[Extracted data entries]
========

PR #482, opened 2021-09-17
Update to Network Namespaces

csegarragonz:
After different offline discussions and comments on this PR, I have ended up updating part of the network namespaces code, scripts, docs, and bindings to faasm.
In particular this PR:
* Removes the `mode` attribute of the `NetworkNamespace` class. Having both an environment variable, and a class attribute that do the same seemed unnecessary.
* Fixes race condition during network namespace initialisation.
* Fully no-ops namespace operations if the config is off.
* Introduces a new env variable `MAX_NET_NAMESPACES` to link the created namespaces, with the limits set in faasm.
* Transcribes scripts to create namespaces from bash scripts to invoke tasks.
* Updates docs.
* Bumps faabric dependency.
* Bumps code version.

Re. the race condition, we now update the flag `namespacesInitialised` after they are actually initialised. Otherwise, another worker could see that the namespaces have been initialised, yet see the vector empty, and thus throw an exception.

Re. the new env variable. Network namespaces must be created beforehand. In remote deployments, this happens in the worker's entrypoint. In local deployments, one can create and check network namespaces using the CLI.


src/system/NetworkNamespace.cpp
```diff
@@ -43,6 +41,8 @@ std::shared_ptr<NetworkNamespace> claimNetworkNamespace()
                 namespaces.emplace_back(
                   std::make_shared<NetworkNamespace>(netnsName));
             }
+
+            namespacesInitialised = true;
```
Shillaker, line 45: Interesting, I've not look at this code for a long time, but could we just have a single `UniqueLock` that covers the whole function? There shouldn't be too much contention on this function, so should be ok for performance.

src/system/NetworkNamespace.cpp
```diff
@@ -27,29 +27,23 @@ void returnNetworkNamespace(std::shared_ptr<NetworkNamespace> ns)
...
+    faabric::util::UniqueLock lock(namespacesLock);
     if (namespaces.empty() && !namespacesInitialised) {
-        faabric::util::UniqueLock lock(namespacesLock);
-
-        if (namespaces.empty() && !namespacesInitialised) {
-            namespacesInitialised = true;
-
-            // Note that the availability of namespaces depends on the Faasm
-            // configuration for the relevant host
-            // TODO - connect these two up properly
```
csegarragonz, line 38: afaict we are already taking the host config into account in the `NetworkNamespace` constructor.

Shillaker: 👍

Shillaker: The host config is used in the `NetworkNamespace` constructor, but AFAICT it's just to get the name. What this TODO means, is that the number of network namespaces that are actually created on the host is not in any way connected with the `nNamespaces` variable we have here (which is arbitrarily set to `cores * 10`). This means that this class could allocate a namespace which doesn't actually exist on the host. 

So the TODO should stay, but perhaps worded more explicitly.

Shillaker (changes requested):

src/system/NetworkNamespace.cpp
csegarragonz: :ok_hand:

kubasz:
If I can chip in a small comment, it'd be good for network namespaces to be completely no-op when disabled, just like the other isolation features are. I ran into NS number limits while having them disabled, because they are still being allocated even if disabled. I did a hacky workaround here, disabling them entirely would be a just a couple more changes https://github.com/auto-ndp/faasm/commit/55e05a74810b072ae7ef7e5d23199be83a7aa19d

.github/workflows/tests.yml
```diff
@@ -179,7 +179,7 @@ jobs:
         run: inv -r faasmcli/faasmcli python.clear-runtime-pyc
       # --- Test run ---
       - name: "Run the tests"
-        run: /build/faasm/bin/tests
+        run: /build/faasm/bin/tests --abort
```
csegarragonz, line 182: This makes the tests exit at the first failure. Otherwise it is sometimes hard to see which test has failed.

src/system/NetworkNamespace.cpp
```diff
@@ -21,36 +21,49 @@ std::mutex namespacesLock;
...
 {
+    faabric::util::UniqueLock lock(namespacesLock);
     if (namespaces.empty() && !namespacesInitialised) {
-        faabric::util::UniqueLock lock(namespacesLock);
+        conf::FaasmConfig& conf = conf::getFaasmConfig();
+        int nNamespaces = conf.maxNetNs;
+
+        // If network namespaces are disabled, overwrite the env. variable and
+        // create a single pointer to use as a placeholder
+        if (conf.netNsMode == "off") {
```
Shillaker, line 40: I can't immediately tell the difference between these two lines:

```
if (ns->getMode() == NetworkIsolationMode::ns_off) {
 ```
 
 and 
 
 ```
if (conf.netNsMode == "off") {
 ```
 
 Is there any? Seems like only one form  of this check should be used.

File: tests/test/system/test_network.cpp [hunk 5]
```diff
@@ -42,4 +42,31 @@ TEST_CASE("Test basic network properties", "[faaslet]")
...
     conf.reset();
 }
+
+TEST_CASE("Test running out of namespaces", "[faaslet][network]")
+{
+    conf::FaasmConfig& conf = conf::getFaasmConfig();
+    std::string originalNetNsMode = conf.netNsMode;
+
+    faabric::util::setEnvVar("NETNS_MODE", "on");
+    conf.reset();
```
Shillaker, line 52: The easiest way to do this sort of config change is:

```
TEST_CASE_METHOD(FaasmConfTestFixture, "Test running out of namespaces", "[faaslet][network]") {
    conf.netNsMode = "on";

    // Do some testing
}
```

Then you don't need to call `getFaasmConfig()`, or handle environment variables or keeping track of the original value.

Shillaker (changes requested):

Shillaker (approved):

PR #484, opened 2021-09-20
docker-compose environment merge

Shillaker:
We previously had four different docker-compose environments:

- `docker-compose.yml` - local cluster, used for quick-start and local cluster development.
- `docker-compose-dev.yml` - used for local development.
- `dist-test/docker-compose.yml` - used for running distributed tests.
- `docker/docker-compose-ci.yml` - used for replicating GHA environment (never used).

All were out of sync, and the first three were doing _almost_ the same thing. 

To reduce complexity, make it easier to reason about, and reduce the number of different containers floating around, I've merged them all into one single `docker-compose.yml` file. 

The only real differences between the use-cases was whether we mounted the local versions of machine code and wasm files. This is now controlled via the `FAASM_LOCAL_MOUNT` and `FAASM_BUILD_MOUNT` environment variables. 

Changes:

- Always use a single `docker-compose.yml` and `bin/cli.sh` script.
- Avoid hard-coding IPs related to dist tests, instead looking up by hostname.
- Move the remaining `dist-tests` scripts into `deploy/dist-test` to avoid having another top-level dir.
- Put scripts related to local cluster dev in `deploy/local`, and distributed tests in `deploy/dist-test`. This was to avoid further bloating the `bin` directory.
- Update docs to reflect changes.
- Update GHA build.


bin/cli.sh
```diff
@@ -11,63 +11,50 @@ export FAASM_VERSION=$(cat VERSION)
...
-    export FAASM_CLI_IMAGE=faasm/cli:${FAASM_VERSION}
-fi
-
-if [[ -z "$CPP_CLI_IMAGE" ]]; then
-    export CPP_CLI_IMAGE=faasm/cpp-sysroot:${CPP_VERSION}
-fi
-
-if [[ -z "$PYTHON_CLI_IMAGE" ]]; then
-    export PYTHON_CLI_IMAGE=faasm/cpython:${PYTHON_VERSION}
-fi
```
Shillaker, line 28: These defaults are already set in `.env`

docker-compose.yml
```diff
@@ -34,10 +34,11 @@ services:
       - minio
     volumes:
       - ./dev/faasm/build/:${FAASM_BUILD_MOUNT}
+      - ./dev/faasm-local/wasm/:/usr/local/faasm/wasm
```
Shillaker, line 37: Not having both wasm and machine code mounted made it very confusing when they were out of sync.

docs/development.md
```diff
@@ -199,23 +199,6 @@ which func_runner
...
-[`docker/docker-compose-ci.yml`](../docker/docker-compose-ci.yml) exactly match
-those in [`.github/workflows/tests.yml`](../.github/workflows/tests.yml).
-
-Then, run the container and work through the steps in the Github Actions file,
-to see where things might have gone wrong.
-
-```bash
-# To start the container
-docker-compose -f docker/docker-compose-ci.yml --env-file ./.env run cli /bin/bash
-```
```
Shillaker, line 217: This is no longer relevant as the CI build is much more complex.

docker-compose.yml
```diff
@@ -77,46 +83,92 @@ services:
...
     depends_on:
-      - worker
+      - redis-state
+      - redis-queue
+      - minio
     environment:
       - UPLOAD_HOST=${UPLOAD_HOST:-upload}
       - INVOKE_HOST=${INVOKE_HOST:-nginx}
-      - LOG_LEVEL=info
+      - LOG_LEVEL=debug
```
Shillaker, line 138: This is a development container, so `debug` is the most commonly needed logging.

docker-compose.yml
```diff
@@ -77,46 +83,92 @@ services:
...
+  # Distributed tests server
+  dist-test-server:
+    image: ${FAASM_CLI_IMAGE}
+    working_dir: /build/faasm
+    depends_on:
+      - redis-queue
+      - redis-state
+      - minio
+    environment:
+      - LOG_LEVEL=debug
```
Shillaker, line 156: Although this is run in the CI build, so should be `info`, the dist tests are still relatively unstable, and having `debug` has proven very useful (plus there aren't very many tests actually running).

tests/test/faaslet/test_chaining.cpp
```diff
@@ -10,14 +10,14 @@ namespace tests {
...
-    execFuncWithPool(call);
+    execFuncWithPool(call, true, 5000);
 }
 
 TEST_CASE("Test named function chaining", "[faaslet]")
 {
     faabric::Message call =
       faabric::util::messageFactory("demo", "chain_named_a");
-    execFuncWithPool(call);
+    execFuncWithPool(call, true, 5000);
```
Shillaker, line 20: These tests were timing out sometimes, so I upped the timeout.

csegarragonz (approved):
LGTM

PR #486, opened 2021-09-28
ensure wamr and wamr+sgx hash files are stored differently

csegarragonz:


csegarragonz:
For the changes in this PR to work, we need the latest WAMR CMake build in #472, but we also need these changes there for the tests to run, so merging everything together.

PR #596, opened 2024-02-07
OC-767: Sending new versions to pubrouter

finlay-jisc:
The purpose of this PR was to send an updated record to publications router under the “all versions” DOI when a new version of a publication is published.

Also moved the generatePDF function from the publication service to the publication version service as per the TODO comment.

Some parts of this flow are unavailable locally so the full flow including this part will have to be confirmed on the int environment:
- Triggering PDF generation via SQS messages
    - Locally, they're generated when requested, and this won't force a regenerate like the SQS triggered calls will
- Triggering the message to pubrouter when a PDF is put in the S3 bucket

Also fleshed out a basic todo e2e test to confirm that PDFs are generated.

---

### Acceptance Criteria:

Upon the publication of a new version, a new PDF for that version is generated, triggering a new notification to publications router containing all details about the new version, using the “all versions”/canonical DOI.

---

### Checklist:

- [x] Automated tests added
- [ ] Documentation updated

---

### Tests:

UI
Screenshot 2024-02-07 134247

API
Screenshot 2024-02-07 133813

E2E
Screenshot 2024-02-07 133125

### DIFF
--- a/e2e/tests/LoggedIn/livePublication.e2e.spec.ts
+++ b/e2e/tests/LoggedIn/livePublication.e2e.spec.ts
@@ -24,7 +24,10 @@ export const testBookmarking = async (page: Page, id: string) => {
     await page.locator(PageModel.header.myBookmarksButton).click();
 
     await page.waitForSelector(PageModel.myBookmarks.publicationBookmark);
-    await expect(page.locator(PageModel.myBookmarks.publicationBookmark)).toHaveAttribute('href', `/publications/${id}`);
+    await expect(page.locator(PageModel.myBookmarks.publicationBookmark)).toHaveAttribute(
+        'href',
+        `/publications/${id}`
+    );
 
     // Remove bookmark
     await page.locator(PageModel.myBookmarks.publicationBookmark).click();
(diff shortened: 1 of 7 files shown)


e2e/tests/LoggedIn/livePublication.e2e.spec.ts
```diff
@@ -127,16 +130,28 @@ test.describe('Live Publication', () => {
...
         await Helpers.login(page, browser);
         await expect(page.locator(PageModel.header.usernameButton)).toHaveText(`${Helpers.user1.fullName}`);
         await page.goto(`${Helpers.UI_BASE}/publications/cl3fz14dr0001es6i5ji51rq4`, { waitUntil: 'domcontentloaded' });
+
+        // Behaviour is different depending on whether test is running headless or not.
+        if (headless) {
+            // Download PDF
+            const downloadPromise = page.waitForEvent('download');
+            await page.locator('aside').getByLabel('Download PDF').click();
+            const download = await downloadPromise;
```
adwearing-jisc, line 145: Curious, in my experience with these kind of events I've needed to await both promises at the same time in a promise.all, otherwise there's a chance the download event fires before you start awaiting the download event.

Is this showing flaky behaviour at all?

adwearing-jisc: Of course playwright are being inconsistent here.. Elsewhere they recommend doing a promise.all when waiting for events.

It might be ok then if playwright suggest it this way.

========

• Exercise goal:
Examine the entries and say how many of their lines hold the word "headless". No other words should accompany the number.

• Result below:
2